Same for my old notebook (which serves as router, gateway

etc. so it might matter here) which is running 2.6.17-gentoo-r4

good to know ...

----------

## richard77

Would be nice to have a big warning on www.gentoo.org and make this thread sticky for a while (IMHO).

I've discovered this on planet.gentoo.org but I think there a lot of people that don't read it often.

Vulnerable kernel will be masked?

----------

## NightMonkey

 *dsd wrote:*   

> can't speak for other kernels, but there will be no further gentoo-sources-2.6.22 releases so you will have to upgrade or patch it yourself

 

dsd,

Love your kernels.  :Smile:  According to this LWN Article, 2.6.22.18 was released to fix (one of?) these security issues.

Cheers!

----------

## ruivilela

Linux 2.6.23-gentoo-r3 #17 SMP PREEMPT ... - Vulnerable, but it's my laptop...

Linux 2.6.20-gentoo-r7 #1 SMP ... - Not Vulnerable, maybe?, the program gives segmentation fault... (this is server, but is full of pacific users  :Smile: )

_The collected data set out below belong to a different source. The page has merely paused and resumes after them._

PR #5441, opened 2019-01-09
lib/db: Do all update operations on a single item at once

imsodin:
### Purpose

This is a successor to https://github.com/syncthing/syncthing/pull/5394 and has the same goal, but with less moving parts. By integrating `BlockMap` into `instance`/`keyer` all operations can now be done in `instance.updateLocalFiles` sequentially. Meaning the batch will only be flushed to db in a state, where all "update operations" for the contained items are done.

### Testing

None.

### DIFF
--- a/lib/db/blockmap.go
+++ b/lib/db/blockmap.go
@@ -11,125 +11,14 @@ import (
 	"fmt"
 
 	"github.com/syncthing/syncthing/lib/osutil"
-	"github.com/syncthing/syncthing/lib/protocol"
 
-	"github.com/syndtr/goleveldb/leveldb"
 	"github.com/syndtr/goleveldb/leveldb/util"
 )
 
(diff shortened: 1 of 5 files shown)


AudriusButkevicius:
database stuff
image

imsodin:
As usual when doing something bigger, I made quite few not directly related changes. To make this easier to review I split it in two commits, the first being various polishing and optimization, the second being the actual change.

imsodin:
I think this still has merit, but I acknowledge that it is a bit of a monster - I ignored that due to hoping to fix #5340 with it. Now that this is out of the way, would you rather have me feed you this PR in easier to digest pieces or do you prefer to slay (and potential roast) the monster in one big effort? ;)

calmh:
Easy pieces if you don't mind

PR #5442, opened 2019-01-09
lib/protocol: Fix potential deadlock when closing connection (ref #5440)

imsodin:
### Purpose

While waiting for the Close BEP message to be sent, sending something else (that was randomly chosen in a switch over the Close) may fail and thus cause `internalClose` to be called, while the once is active -> deadlock.

This fixes this scenario by having separate onces for sending the close message and actually closing.

Should I revert https://github.com/syncthing/syncthing/commit/24ffd8be99bf21ade538fde04f1ff2bded06c53f and do this PR on top or is it fine as a followup like this?

### Testing

Don't see a way to trigger the described scenario reliably.

### DIFF
--- a/lib/protocol/protocol.go
+++ b/lib/protocol/protocol.go
@@ -171,11 +171,12 @@ type rawConnection struct {
 	nextID    int32
 	nextIDMut sync.Mutex
 
-	outbox      chan asyncMessage
-	sendClose   chan asyncMessage
-	closed      chan struct{}
-	once        sync.Once
-	compression Compression
+	outbox        chan asyncMessage
+	closed        chan struct{}
+	closeOnce     sync.Once
+	sendCloseOnce sync.Once
+	writerExited  chan struct{}
+	compression   Compression
 }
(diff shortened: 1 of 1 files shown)


lib/protocol/protocol.go
```diff
@@ -813,41 +808,38 @@ func (c *rawConnection) shouldCompressMessage(msg message) bool {
...
+		select {
+		case <-done:
+		case <-c.closed:
+		}
 	})
+
+	// No more sends are necessary, therefore closing the underlying
+	// connection can happen at the same time as the internal cleanup.
+	// And this prevents a potential deadlock due to calling c.receiver.Closed
+	go c.internalClose(err)
```
AudriusButkevicius: This comment is kind of funky now given there is only two closes rather than 3? Or am I just misunderstanding what it means.

imsodin: The comment should not depend on how many closes there is. Does this change make it clearer?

Linux 2.6.20-1.2962.fc6 #1 SMP ... - Not Vulnerable, the same error ... What option in kernel makes it vulnerable ?

----------

## _markd

I hope these fixes will be in xen-sources soon! I have some vm servers running with xen-sources-2.6.20

md

----------

## jakommo

 *desultory wrote:*   

> Bear in mind that patching the kernel is not the only way to handle with this problem.

 

is this one available for amd64 too?

----------

## ruivilela

Linux 2.6.23-ARCH #1 SMP PREEMPT - Vulnerable. I know it's an ARCH, but is my colleague server  :Smile: .

I suppose this is related with some down servers on the Internet (wiki gentoo ?) and (www.kernel.com) not org.

----------

## nixnut

FYI: hardened-sources have been fixed too.

----------

## SDNick484

I manually applied the patch from git to my tuxonice kernel (tuxonice-2.6.24) and recompiled without a problem.  The patch resolved the issue; previously I was running tuxonice-2.6.23-r1 which was affected.  I also found my Fedora Core 7 box vulnerable.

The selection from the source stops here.